Cameroon - Bishops from Cameroon’s English-speaking regions have said a new government commission to look at the rights of the country’s En...

Cameroon - Bishops from Cameroon’s English-speaking regions have said a new government commission to look at the rights of the country’s English-speaking minority is not adequate to resolve what has come to be known as “the Anglophone problem.”

The National Commission for the Promotion of Bilingualism and Multi-culturalism was set up earlier in the year as part of government measures to resolve the long-standing problem of perceived marginalisation of the minority Anglophones, constituting 20 percent of the population in the francophone-dominated administration.

But the bishops are saying the commission is simply fruitless.

“A Commission on bilingualism and multi-culturalism cannot resolve the Anglophone Problem,” said the Bishop of Kumbo and Vice President of the National Episcopal Conference, Bishop George Nkuo.
President Biya's Commission has Been Dismissed 

“It should have been a commission on Bilingualism and Bi-Culturalism,” he said, noting that such a commission would help protect and preserve Cameroon’s bi-cultural heritage.

Cameroon’s bilingual and bi-cultural status derived from its colonial heritage. Initially administered as a German Protectorate in 1884, Cameroon would later be shared with France and Britain as League of Nations Mandates after Germany was defeated in the First World War.

The end of the Second World War and the establishment of the United Nations saw the two parts of Cameroon transition from mandated territories to UN Trust Territories.

In 1960, the northern part of Cameroon administered by France gained its independence. The southern part administered by Britain as part of Nigeria was in 1961 subject to a plebiscite in which they were offered independence by reuniting with their francophone Cameroonian “brothers” or by remaining part of Nigeria.

The results showed an overwhelming desire by English-speaking Cameroonians to reunite with the French-speaking part of Cameroon.

The “marriage” was guaranteed by a Federal Constitution that was ostensibly meant to preserve and protect the minority Anglophones and their colonial heritage.
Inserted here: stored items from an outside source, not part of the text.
PR #417, opened 2026-02-16
Stabilize integration tests: fix flaky heartbeat test

dkropachev:
## Summary
- **test_heartbeat**: Replace flaky connection-count assertion with direct heartbeat timeout log check. The original test's `total_connections` metric could fluctuate due to reconnection attempts, and `execute_async` calls could interfere with idle-connection heartbeat detection.

## Pre-review checklist

- [x] I have enabled appropriate tests in `Makefile` in `{SCYLLA,CASSANDRA}_(NO_VALGRIND_)TEST_FILTER`.

### DIFF
--- a/tests/src/integration/tests/test_heartbeat.cpp
+++ b/tests/src/integration/tests/test_heartbeat.cpp
@@ -78,7 +78,7 @@ CASSANDRA_INTEGRATION_TEST_F(HeartbeatTests, HeartbeatDisabled) {
  *
  * @since 2.1.0
  * @jira_ticket CPP-152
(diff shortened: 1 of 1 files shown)


Lorak-mmk:
@dkropachev I think this is no longer relevant after https://github.com/scylladb/cpp-rs-driver/pull/424 right? I'm closing, feel free to reopen if I'm mistaken.

dkropachev:
> @dkropachev I think this is no longer relevant after https://github.com/scylladb/cpp-rs-driver/pull/424 right? I'm closing, feel free to reopen if I'm mistaken.

Correct, it should be good now

PR #418, opened 2026-02-23
Bump rust driver to 1.5.0 and bump other dependencies

wprzytula:
Rust Driver is bumped to 1.5.0 (the newest released).
Other dependencies are bumped using `cargo update`.

This prepares for the 1.0.0 release.

## Pre-review checklist

### DIFF
--- a/scylla-rust-wrapper/Cargo.toml
+++ b/scylla-rust-wrapper/Cargo.toml
@@ -11,7 +11,7 @@ license = "MIT OR Apache-2.0"
 rust-version = "1.85"
 
 [dependencies]
-scylla = { git = "https://github.com/scylladb/scylla-rust-driver.git", rev = "4f02969823f7b07b0d6b007a11863fe4aac95821", features = [
+scylla = { git = "https://github.com/scylladb/scylla-rust-driver.git", rev = "v1.5.0", features = [
     "openssl-010",
     "metrics",
     "unstable-cpp-rs",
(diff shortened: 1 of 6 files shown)


scylla-rust-wrapper/Cargo.toml
Lorak-mmk: Don't you need to change version here as well?

scylla-rust-wrapper/src/session.rs
```diff
@@ -984,11 +984,11 @@ mod tests {
...
-                    Condition::RequestOpcode(RequestOpcode::Query)
-                        .or(Condition::RequestOpcode(RequestOpcode::Batch))
-                        .and(Condition::BodyContainsCaseInsensitive(Box::new(
-                            *b"INSERT INTO system.",
-                        ))),
+                    Condition::any([
+                        Condition::RequestOpcode(RequestOpcode::Query),
+                        Condition::RequestOpcode(RequestOpcode::Batch),
+                    ])
+                    .and(Condition::not(Condition::ConnectionRegisteredAnyEvent)),
```
Lorak-mmk, line 991: Why `*b"INSERT INTO system.",` was removed? It is not something that CC would do.

scylla-rust-wrapper/tests/integration/session.rs
```diff
@@ -80,13 +80,14 @@ fn retry_policy_on_statement_and_batch_is_handled_properly_rules()
...
-                    *b"SELECT host_id FROM system.",
-                )))
-                // this 1 differentiates Fallthrough and Default retry policies.
-                .and(Condition::TrueForLimitedTimes(1)),
+            Condition::any([
+                Condition::RequestOpcode(RequestOpcode::Query),
+                Condition::RequestOpcode(RequestOpcode::Batch),
+                Condition::RequestOpcode(RequestOpcode::Prepare),
+            ])
+            .and(Condition::not(Condition::ConnectionRegisteredAnyEvent))
```
Lorak-mmk, line 88: ditto for `b"SELECT host_id FROM system.",`

scylla-rust-wrapper/src/session.rs
wprzytula: The logic there was just to rule out the CC. On non-control connections, only `"INSERT INTO system."` statement is executed. Now that we have `Condition::ConnectionRegisteredAnyEvent`, it makes more sense (and it's more robust) to use it instead.

Lorak-mmk (approved):

PR #423, opened 2026-02-25
IT: fix flaky ExecutionProfileTest.RequestTimeout test

### LINKED ISSUE #309: ExecutionProfileTest.Integration_Cassandra_RequestTimeout can fail
```
/home/runner/work/cpp-rust-driver/cpp-rust-driver/tests/src/integration/tests/test_exec_profile.cpp:279: Failure
      Expected: CASS_ERROR_LIB_REQUEST_TIMED_OUT
      Which is: 16777230
To be equal to: result.error_code()
      Which is: 33563136
[  FAILED  ] ExecutionProfileTest.Integration_Cassandra_RequestTimeout (1362 ms)
```

dkropachev:
## Summary
- Increase sleep time from 2ms to 10ms in the `ExecutionProfileTest.RequestTimeout` test to ensure the 1ms request timeout reliably fires before the server can respond
- The previous 2ms margin was too tight, causing intermittent failures where the server returned `CASS_ERROR_SERVER_INVALID_QUERY` (0x2002200) before the client-side timeout triggered

Fixes #309

### DIFF
--- a/tests/src/integration/tests/test_exec_profile.cpp
+++ b/tests/src/integration/tests/test_exec_profile.cpp
@@ -271,13 +271,13 @@ CASSANDRA_INTEGRATION_TEST_F(ExecutionProfileTest, RequestTimeout) {
   Batch batch;
   batch.add(statement);
   batch.set_execution_profile("request_timeout");
-  batch.set_sleep_time(2); // Simulate >=2ms latency
+  batch.set_sleep_time(10); // Simulate >=10ms latency (well above 1ms timeout)
   result = session_.execute(batch, false);
   ASSERT_EQ(CASS_ERROR_LIB_REQUEST_TIMED_OUT, result.error_code());
 
   // Execute a simple query with assigned profile (should timeout)
   statement.set_execution_profile("request_timeout");
-  statement.set_sleep_time(2); // Simulate >=2ms latency
+  statement.set_sleep_time(10); // Simulate >=10ms latency (well above 1ms timeout)
   result = session_.execute(statement, false);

But in 1972 then-President Ahmadou Ahidjo organized a referendum that dissolved the federation in favor of a united republic, thereby removing the protections Anglophones enjoyed.

“That marked the start of the ‘Anglophone Problem’,” said Professor Verkijika Fanso of the University of Yaoundé. He said the absence of protective guarantees meant that “the values that English-speaking Cameroonians brought into the union were eroded.”

Fanso said the minority Anglophones have seen their educational and legal systems systematically chipped away by the Francophone majority.

This has recently led to popular uprisings in the two English-speaking regions. The uprisings were initially sparked by disgruntled lawyers and teachers protesting the use of French in courts using the Anglo-Saxon common law tradition (practiced in the English parts of the country) and in Anglophone schools, and it soon boiled over to the general public, with many Anglophones calling for outright secession.

Bishops of the Ecclesiastical Province of Bamenda (their jurisdiction is mostly in the English-speaking parts of Cameroon) have said the problem is a result of the government’s inflexibility.

In a strongly-worded letter addressed to the President of the Republic in December, the Bamenda bishops said that the Anglophone Problem was a result of “the failure of successive governments of Cameroon, since 1961, to respect and implement the articles of the Constitution that uphold and safeguard what British Southern Cameroons brought along to the Union in 1961.”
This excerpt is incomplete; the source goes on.